I believe the counterattack will be successful. The target will be the Crimean Peninsula, the home base of the Russian Navy. By destroying the already damaged land bridge with Russia, Ukraine could turn a strategic asset into a strategic liability, because Crimea has no water. With the land bridge destroyed, Crimea will depend on Ukraine for water.

Many parts of the Russian Federation are already chafing under President Vladimir Putin’s despotic regime, and this development may cause them to reject it altogether. Putin’s dream, a revived Russian Empire, could disintegrate and no longer pose a threat to Europe and the world.

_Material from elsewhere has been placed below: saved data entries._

PR #46, opened 2020-11-05
Pass auth-parameters in every request

minevala:
~~Is blocked by: #47~~
Add request parameters and signature in every api request

### DIFF
--- a/src/App.tsx
+++ b/src/App.tsx
@@ -27,11 +27,6 @@ export default function App(): JSX.Element {
   const [isLoading, setLoading] = useState<boolean>(true);
   const [authTokens, setAuthTokens] = useState<OptionalAuthTokens>();
 
-  const saveAuthTokes = (tokens: OptionalAuthTokens): void => {
-    storeTokens(tokens);
-    setAuthTokens(tokens);
-  };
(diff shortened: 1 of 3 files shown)


src/App.tsx
```diff
@@ -43,28 +38,24 @@ export default function App(): JSX.Element {
...
-    if (authTokensFromQuery) {
-      api
-        .testAuthCredentials(authTokensFromQuery)
-        .then(() => {
-          saveAuthTokes(authTokensFromQuery);
-          setLoading(false);
-        })
-        .catch((e: Error) => onAuthFail(e.message));
-    } else if (storedAuthTokens) {
+    const storedAuthTokens: OptionalAuthTokens = getTokens();
```
VilleMiekkoja, line 46: Do we want to always get the tokens from localstorage, even if we already have access to the tokens from query above? I guess it makes the code simpler, but also now we need to always access (get) local storage even we would not need to. But I guess it is a good way to test that the _storeTokens_ part worked?

VilleMiekkoja:
Great work!

VilleMiekkoja (approved):

PR #47, opened 2020-11-05
Bugfix: include all auth params

minevala:
Add also organization and resource as mandatory parameters.


VilleMiekkoja (approved):
Good improvement!

PR #52, opened 2020-11-16
Hauki 226 upgrade hds libraries

minevala:
Upgraded HDS-libraries from 0.13.2 -> ~~0.16.0~~ 0.16.1
Breaking changes, [in release 0.15.0](https://github.com/City-of-Helsinki/helsinki-design-system/releases/tag/v0.15.0):
- colors
- navigation and language-selector

kuva2323


cypress/support/commands.ts
```diff
@@ -37,3 +37,15 @@ Cypress.Commands.add(
     cy.visit(`/resource/${resourceId}?${Cypress.env('auth-query-parameters')}`);
   }
 );
+
+Cypress.on('uncaught:exception', (err: Error): boolean | Error => {
+  if (
+    /ResizeObserver loop completed with undelivered notifications/.test(
```
VilleMiekkoja, line 43: This kind of feels like a hack, hmm... Do I understand this correct: the new hds library (I assume this error has something to do with them?) will throw an error with this message during our cypress tests? Does this happen also during our normal application usage? Should this be something we should report back to them?

src/resource/page/ResourcePage.test.tsx
```diff
@@ -27,6 +28,21 @@ const testResource: Resource = {
   },
 };
 
+const testDatePeriod: DatePeriod = {
+  id: '1',
```
VilleMiekkoja, line 32: Small thing: If I remember correct, the id is also type number?

src/resource/page/ResourcePage.test.tsx
```diff
@@ -27,6 +28,21 @@ const testResource: Resource = {
...
+  created: '20-16-2020',
+  modified: '20-16-2020',
+  is_removed: false,
+  name: { fi: '', sv: '', en: '' },
+  description: { fi: '', sv: '', en: '' },
+  start_date: '',
+  end_date: '20-11-2020',
```
VilleMiekkoja, line 39: Not sure if this date format was supported? I know that atleast this one is: yyyy-MM-dd. Though this is just test data so not as important for it to be accurate. Maybe if its applied as documentation how things work it might be of some value to use correct format. Though maybe api supports multiple formats?

src/resource/page/ResourcePage.test.tsx
```diff
@@ -75,6 +95,10 @@ describe(`<ResourcePage />`, () => {
       .spyOn(api, 'getResource')
       .mockImplementation(() => Promise.resolve(testResource));
 
+    jest
+      .spyOn(api, 'getDatePeriod')
+      .mockImplementation(() => Promise.resolve([testDatePeriod]));
+
     const resourcePage = mount(<ResourcePage id={testResource.id} />);
```
VilleMiekkoja, line 102: Actually fixed this in my current pr: the id here is not the same id that our UI applies in URL. Look here: http://hauki-test.oc.hel.ninja/v1/resource/tprek:8215/ According to that the id of that resource is "id": 1186,

VilleMiekkoja (approved):

cypress/support/commands.ts
minevala: Yes, and it is the new languageSelector what is causing this

minevala: I commented this in the HDS Slack

src/resource/page/ResourcePage.test.tsx
minevala: I'll fix it

src/resource/page/ResourcePage.test.tsx
minevala: I'll change these

src/resource/page/ResourcePage.test.tsx
minevala: Ok, I noticed that one so it is the "real" id 😁

minevala: I'll fix

VilleMiekkoja (approved):

cypress/support/commands.ts
minevala: https://helsinkisolutionoffice.atlassian.net/browse/HDS-526

minevala: And no, it does not affect normal application usage. There is no errors in console or anything. It happens when running the Cypress tests. The tests will fail without ignoring the exception.

PR #53, opened 2020-11-17
HAUKI-116 Page for user to create new opening period with basic info

VilleMiekkoja:
image

- Will do unit tests for the new page in a separate pull request.
- Datepicker component and its subcomponents are not unit tested here. I suggest we apply HDS datepicker once it is ready, and then we can rely their unit testings.
- Naming of datepicker class names was left intact from original; I was too lazy to change every classname to match our kebab-style. Since we're probably going to switch to HDS datepicker, I kind of thought it might not be worth the effort. Though it might not be as big of a task I thought so let's see.
- Proper form validation and visualisations of validation errors was also excluded from this. I will create a task in jira for it.


VilleMiekkoja:
Will do unit tests in a separate pull request

src/components/datepicker/Datepicker.scss
```diff
@@ -0,0 +1,176 @@
+@import '~hds-core/lib/components/text-input/text-input.css';
+
+.datepickerWrapper {
```
VilleMiekkoja, line 3: I left the naming of these datepicker classnames intact with the original. Should we change it to our style (kebab-style)? I think we should apply the HDS datepicker once it is ready, so I kind of thought it might not be worth the effort. Then again, it might take a long time for HDS datepicker to be ready, and having 2 different styles of classnames in the codebase is not optimal, and might be confusing 🤔

src/opening-period/page/CreateNewOpeningPeriodPage.tsx
```diff
@@ -0,0 +1,228 @@
...
+    Error | undefined
+  >(undefined);
+  const [isLoading, setLoading] = useState<boolean>(true);
+  const [periodBeginDate, setPeriodBeginDate] = useState<Date | null>(null);
+  const [periodEndDate, setPeriodEndDate] = useState<Date | null>(null);
+  const [submitStatus, setSubmitStatus] = useState<SubmitStatus>('init');
+
+  const onSubmit = async (data: Inputs): Promise<void> => {
+    try {
+      if (!resource) {
```
VilleMiekkoja, line 48: This one probably requires a better solution :sweat_smile:.

Problem here is:

If I remove the `if (!resource)` clause, then eslint will complain about row 52 that resource could be null/undefined:

image

I could try to solve it with inserting postfix '?' like this: `resource: resource?.id`. But then eslint will complain:

image

I think the problem is that `api.postDatePeriod` requires object that complies with DatePeriod object. And DatePeriod object always has value for resource. We could fix it so that we make it optional in the DatePeriod type definition. But Im not sure if that would give the correct signal. Because DatePeriod as an object got from database always has a resource related to it. It's like something it always should have. But since we open this page we do not yet necessarily know the resource id, because we load the resource info during the page load. So in the code it actually gets a value undefined in row 37 (default value is undefined). Maybe there's some workaround for this rather than throwing a new error?

We could set the resource field of DatePeriod type definition to optional, but I feel it would give wrong information about the object, since in practice it should always have a resource field value other than undefined.
Maybe there's some easy typescript way to handle this that I just missed because of typescript-noobness :sweat_smile:

src/components/datepicker/Datepicker.scss
minevala: This is fine since it is extracted to its own module 👍

src/common/utils/api/api.ts
```diff
@@ -86,8 +100,22 @@ async function apiGet<T>({ path, parameters = {} }: GetParameters): Promise<T> {
...
+    },
+    method: 'post',
+    data,
+    validateStatus(status) {
+      return status < 300;
+    },
+  });
+}
+
 export interface Resource {
```
minevala, line 117: Could this be moved to the under lib/types?

src/common/utils/api/api.ts
```diff
@@ -122,14 +150,20 @@ export default {
   getResource: (id: string): Promise<Resource> =>
     apiGet<Resource>({ path: `${resourceBasePath}/${id}` }),
 
-  getDatePeriod: (resourceId: string): Promise<DatePeriod[]> =>
```
minevala, line 125: I think the resource id can also be in format "tprek:8100" 🤔

src/opening-period/page/CreateNewOpeningPeriodPage.scss
```diff
@@ -0,0 +1,122 @@
...
+
+  &:focus {
+    border-color: var(--color-coat-of-arms-blue) !important;
+    outline-color: var(--color-coat-of-arms-blue);
+    color: var(--color-coat-of-arms-blue) !important;
+  }
+}
+
+.disabled-publish-button.disabled-publish-button {
+  background-color: #f2f2f2 !important;
```
VilleMiekkoja, line 119: Forgot to extract these as variables, will do that:

- [ ] Extract these colors as variables

src/opening-period/page/CreateNewOpeningPeriodPage.scss
```diff
@@ -0,0 +1,122 @@
...
+  }
+
+  &:focus {
+    border-color: var(--color-coat-of-arms-blue) !important;
+    outline-color: var(--color-coat-of-arms-blue);
+    color: var(--color-coat-of-arms-blue) !important;
+  }
+}
+
+.disabled-publish-button.disabled-publish-button {
```
VilleMiekkoja, line 118: It seems I've actually forgot to implement this disabled button to the component. 😅  Will add it to this pr:

- [ ] Implement disabled button

src/components/datepicker/Datepicker.tsx
```diff
@@ -0,0 +1,449 @@
...
+import TimesList from './TimesList';
+
+function generateUniqueId(prefix = 'datepicker-id'): string {
+  return `${prefix}-${uniqueId()}`;
+}
+
+const dateRegex = /^\d{2}\.\d{2}\.\d{4}$/;
+const datetimeRegex = /^\d{2}\.\d{2}\.\d{4} \d{2}:\d{2}$/;
+const dateFormat = 'dd.MM.yyyy';
+const datetimeFormat = `${dateFormat} HH:mm`;
```
minevala, line 29: It would be nice if these two were in some centralized location.
Maybe under common/utils/date-time?

src/opening-period/page/CreateNewOpeningPeriodPage.tsx
```diff
@@ -0,0 +1,228 @@
...
+          en: null,
+        },
+        start_date: formatDate(
+          parse(data.openingPeriodBeginDate, 'dd.MM.yyyy', new Date()),
+          'yyyy-MM-dd'
+        ),
+        end_date: formatDate(
+          parse(data.openingPeriodEndDate, 'dd.MM.yyyy', new Date()),
+          'yyyy-MM-dd'
+        ),
```
minevala, line 70: The formats could locate in from common/utils/date-time

src/opening-period/page/CreateNewOpeningPeriodPage.tsx
```diff
@@ -0,0 +1,228 @@
...
+      })
+      .catch((e: Error) => {
+        setLoadingResourceError(e);
+        setLoading(false);
+      });
+  }, [resourceId]);
+
+  if (isLoading) {
+    return (
+      <>
```
minevala, line 99: Fragment is probably unnecessary here 🤔

src/opening-period/page/CreateNewOpeningPeriodPage.tsx
```diff
@@ -0,0 +1,228 @@
...
+          position="top-right"
+          autoClose
+          size="small"
+          label="Aukiolojakson lisääminen epäonnistui"
+          onClose={(): void => setSubmitStatus('init')}
+          type="error">
+          Aukiolojakson lisääminen epäonnistui. Yritä myöhemmin uudestaan.
+        </Notification>
+      )}
+      <div className="add-new-opening-period-page-header-row">
```
minevala, line 143: Naming suggestion: "add-new" -> "new"?
Or would just "opening-period-page-..." be enough?

src/opening-period/page/CreateNewOpeningPeriodPage.tsx
```diff
@@ -0,0 +1,228 @@
...
+            ref={register({ maxLength: 255 })}
+          />
+          <h3 className="opening-period-section-title">Ajanjakso</h3>
+          <section className="opening-period-time-period">
+            <Datepicker
+              id="openingPeriodBeginDate"
+              dataCy="openingPeriodBeginDate"
+              labelText="Alkaa"
+              onChange={(value): void => setPeriodBeginDate(value || null)}
+              onBlur={(): void => {
```
minevala, line 188: Are these empty blur-callbacks needed?

src/resource/resource-opening-hours/ResourceOpeningHours.tsx
```diff
@@ -63,8 +69,12 @@ const OpeningPeriodsList = ({
             value={language}
           />
           <Button
+            data-cy={addNewOpeningPeriodButtonDataCy}
```
minevala, line 72: I think we have used previously data-test-attribute 🤔

src/opening-period/page/CreateNewOpeningPeriodPage.scss
```diff
@@ -0,0 +1,122 @@
...
+  border: 2px solid rgb(128, 128, 128);
+  margin-bottom: $spacing-layout-2-xs;
+
+  @media screen and (max-width: $breakpoint-m) {
+    width: 100%;
+  }
+}
+
+.opening-period-section-title {
+  font-family: HelsinkiGrotesk-Bold, Arial, sans-serif;
```
minevala, line 46: Would it be easier to add into index.scss:
```css
h1, h2, h3, h4, h5, button, label, input {
   font-family: HelsinkiGrotesk-Bold, Arial, sans-serif;
}

```

minevala (commented):
This has required lots of coding 😅 
Good job 👍 
Few small comments.

I noticed also moderate axe-issue in the console:
> moderate: Page must contain a level-one heading https://dequeuniversity.com/rules/axe/3.5/page-has-heading-one?application=axeAPI

src/common/utils/api/api.ts
minevala: Or does it mean internal id?

src/common/utils/api/api.ts
VilleMiekkoja: - [ ] Move interface Resource under lib/types

src/opening-period/page/CreateNewOpeningPeriodPage.tsx
VilleMiekkoja: If I remember correct, they were required by the Datepicker component. I'll check. Though now that we have copied the whole component, we could change them as optional 😁

src/resource/resource-opening-hours/ResourceOpeningHours.tsx
VilleMiekkoja: Good point! I'll change these data-cy ones to data-test to make them consistent with the ones we have used earlier. Also maybe data-test is better in that sense that it doesn't have to be an attribute just for e2e tests, but also for unit tests.

- [ ] Change data-cy -> data-test

src/opening-period/page/CreateNewOpeningPeriodPage.scss
VilleMiekkoja: Ah good point, specially if those all actually are with the same font-family! I'll check and will make the refactoring if that is the case. This was a good call!

- [ ] Check if common font-family is possible for h1, h2, h3, h4, h5, button, label, input elements

src/opening-period/page/CreateNewOpeningPeriodPage.tsx
VilleMiekkoja: Good suggestion. I think in this case "opening-period-page-header-row" could be sufficient. Since these same styles will also probably be applied in the 'modify opening period page', it fits better for both purposes

src/common/utils/api/api.ts
VilleMiekkoja: I think it is the internal id here. Atleast the way it is applied in ResourcePage:

```
useEffect((): void => {
      if (resource) {
        api
          .getDatePeriod(resource.id)
          .then((ds: DatePeriod[]) => {
            setDatePeriods(ds);
          })
          .catch((e: Error) => {
            setError(e);
          });
      }
    }, [resource]);
```

And if we look at the Resource returned by api here: http://hauki-test.oc.hel.ninja/v1/resource/tprek:8215/ It shows:

image

It seems we can fetch a resource by applying the 'tprek:8215' format in the url, but then the resource that we get has an id with number format. I changed the format to number in the Resource type definition also.

src/opening-period/page/CreateNewOpeningPeriodPage.tsx
VilleMiekkoja: - [ ] Remove unnecessary fragment

src/opening-period/page/CreateNewOpeningPeriodPage.scss
minevala: It might be actually:
```css
h1, h2, h3, h4 {
 font-family:  bold..
}

button, label {
 font-family: default..
}
```

VilleMiekkoja: Checked and it seems we could change the h-elements under common font-family. About the other elements, I fear there is a risk that it might affect also to all third party components (hds for example), and it could lead to some surprising side-effects?

src/opening-period/page/CreateNewOpeningPeriodPage.tsx
VilleMiekkoja: - [ ] Remove unused onBlur methods

src/opening-period/page/CreateNewOpeningPeriodPage.tsx
VilleMiekkoja: - [ ] Move these formats under common/utils/date-time

src/components/datepicker/Datepicker.tsx
VilleMiekkoja: - [ ] Move these formats under common/utils/date-time

VilleMiekkoja:
> This has required lots of coding 😅
> Good job 👍
> Few small comments.
> 
> I noticed also moderate axe-issue in the console:
> 
> > moderate: Page must contain a level-one heading https://dequeuniversity.com/rules/axe/3.5/page-has-heading-one?application=axeAPI

- [ ] Fix this accessibility problem by introducing a h1 element in the loader

minevala (approved):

The end of the war in Ukraine will come as a positive shock for the world. This may provide an opportunity for Biden to lower the tension between the US and China, which is itself in the midst of an economic decline that may make President Xi Jinping more receptive to an accommodation with the US. Biden is not seeking regime change in China; all he wants is to reestablish the status quo in Taiwan.

A Russian defeat in Ukraine, and a lessening of Sino-American tensions, may create room for world leaders to focus on fighting climate change, which is threatening to destroy our civilization. But there is only a narrow and winding path that leads to this outcome. So, it is appropriate to use a question mark in asking whether democracy can survive the polycrisis.